|Ph.D Student||Levy Etgar|
|Subject||Generation of Radiofrequency Signals by Using|
|Department||Department of Electrical Engineering||Supervisor||Professor Moshe Horowitz|
|Full Thesis text|
Optoelectronic oscillators (OEOs) are hybrid devices that combine electronic and optical components. High-frequency signals whose phase noise is nearly independent of the oscillation frequency can be generated by using an OEO. The low phase noise in such devices is obtained due to the low loss of an optical fiber which serves as a very long length cavity with a very high-Q. Such ultralow phase-noise radio-frequency signals are very important for accurate measurements. Synchronization between two OEOs is used to improve the performance of such devices.
In this thesis we explore the physical properties of the generated signals by OEOs. We discuss these properties both from the engineering aspect, in which we show how the performance of OEOs can be improved, and from the physics aspect, in which we show new phenomena that were not obtained or analyzed before.
In the first part of the thesis we discuss the limits of long-length OEOs and the requirement of coupling between two OEOs. We study how to analyze such systems and show how the performance of two coupled OEOs can be improved. The improvement in the OEO performance was verified experimentally, and an excellent agreement between theory and experiment was obtained.
The conditions under which synchronization between two coupled OEOs can be obtained are discussed theoretically in the second part of the thesis. We show that the amplitude response is required to model coupled delay-line oscillators, even if the coupling is weak. Thus, weakly coupled delay line oscillators can not be accurately modeled by coupled phase oscillator models. We show that the presence of other cavity modes should be taken into account in the stability analysis of the solutions. In particular, we discuss the physical effects that dominate the synchronization region for two weakly-coupled delay-line oscillators with a p/2 coupling-phase, and show new results that were not obtained by previously published models.
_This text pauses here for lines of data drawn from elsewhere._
PR #4681, opened 2024-05-28
Add missing `multisample.count` validation

teoxoy:


toji (approved):
I think at some point we want to make this more flexible, but for the time being this works and adds an important missing validation. Thanks!

kainino0x (approved):

kainino0x:
Hm, I guess this is not technically `copyediting` because nothing forced this to be the case before - it's just that a pipeline just would have not been _usable_. Moving to `tacit resolution queue` instead.

teoxoy:
> I think at some point we want to make this more flexible, but for the time being this works and adds an important missing validation. Thanks!

Yeah, what we do in `wgpu` is validate that all `fragment.targets[..].format` and `depthStencil.format` support the `multisample.count` since we have support for other multisample counts.

teoxoy:
Some info from the APIs:

- D3D12 requires this validation.

  > ## Remarks
  > This structure is used by the CreateGraphicsPipelineState method.
  > 
  > The runtime validates:
  > ...
  > - Whether the sample count and quality are supported for the render target/depth stencil formats.

  _from https://learn.microsoft.com/en-us/windows/win32/api/d3d12/ns-d3d12-d3d12_graphics_pipeline_state_desc_

- Vulkan requires this validation.
  - [`VUID-VkGraphicsPipelineCreateInfo-multisampledRenderToSingleSampled-06853`](https://registry.khronos.org/vulkan/specs/1.3-extensions/man/html/VkGraphicsPipelineCreateInfo.html#VUID-VkGraphicsPipelineCreateInfo-multisampledRenderToSingleSampled-06853)
  - [`VUID-VkAttachmentDescription-samples-08745`](https://registry.khronos.org/vulkan/specs/1.3-extensions/man/html/VkAttachmentDescription.html#VUID-VkAttachmentDescription-samples-08745)

- I couldn't find if Metal requires this.

Kangz:
<details><summary><a href="https://github.com/gpuweb/gpuweb/wiki/GPU-Web-2024-06-26#add-missing-multisamplecount-validation-4681">GPU Web WG 2024-06-26 Atlantic-time</a></summary>

    * CW: It has to be 1 or 4.
    * KN: We required it on texture creation, but not on render pipeline creation.
    * KG: We agreed to this already.

</details>

PR #4682, opened 2024-05-28
Detail binding size check at draw/dispatch

toji:
Fixes an inline issue. The primary thing I'm not sure about is what needs to be passed in to `minimum buffer binding size`. The algorithm says it's for a `var`, but it's really not clear to me how we get (in spec terms) from a binding entry to a WGSL variable. Stubbed it in with `|entry|` for now, and it's worth noting that previously we referenced the algorithm without "passing" anything to it.

### DIFF
--- a/spec/index.bs
+++ b/spec/index.bs
@@ -5955,6 +5955,14 @@ following members:
         {{GPUExternalTexture}}, or {{GPUBufferBinding}}.
 </dl>
 
+A {{GPUBindGroupEntry}} object also has the following internal slots:
+
+<dl dfn-type=attribute dfn-for=GPUBindGroupEntry>
+    : <dfn>\[[prevalidatedSize]]</dfn>, of type boolean
+    ::
+        Whether or not this binding entry had it's buffer size validated at time of creation.
+</dl>
+
 <script type=idl>
 dictionary GPUBufferBinding {
     required GPUBuffer buffer;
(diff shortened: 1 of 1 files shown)


spec/index.bs
```diff
@@ -10200,11 +10212,9 @@ It must only be included by interfaces which also include those mixins.
...
                 - |bindGroup| must not be `null`.
                 - |bindGroup|.{{GPUBindGroup/[[layout]]}} must be [=group-equivalent=] with |bindGroupLayout|.
-            - For buffer bindings that weren't prevalidated with
-                {{GPUBufferBindingLayout/minBindingSize}}, the binding ranges must be large enough for
-                the [=minimum buffer binding size=].
-
-                Issue: Formalize this check.
+                - For each |entry| of |bindGroup|.{{GPUBindGroup/[[entries]]}}:
+                    - If |entry|.{{GPUBindGroupEntry/[[prevalidatedSize]]}} is `false`:
+                        - [$effective buffer binding size$](|entry|.{{GPUBindGroupEntry/resource}}) must be &ge; [=minimum buffer binding size=] of |entry|.
```
kainino0x, line 10217: IMO fine to be handwavy, but we should wave our hands in the direction of the shader at least. How about:

```suggestion
                        - [$effective buffer binding size$](|entry|.{{GPUBindGroupEntry/resource}}) must be &ge; [=minimum buffer binding size=]
                            of the binding variable in |pipeline|'s shader that corresponds to |entry|.
```

kainino0x (approved):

In the last part of the thesis we demonstrate experimentally, for the first time, passive mode-locking of an optoelectronic oscillator. Using this device, we were able to generate a single-cycle radio-frequency pulse train with a low jitter: less than 5 ppm of the round-trip duration. The relative phase between the pulse envelope and the carrier is autonomously locked and as a result the pulse waveform is repeated in each round-trip. A theoretical model that reproduces the experimental results is developed and is used to theoretically study the autonomously carrier-envelope phase-locking.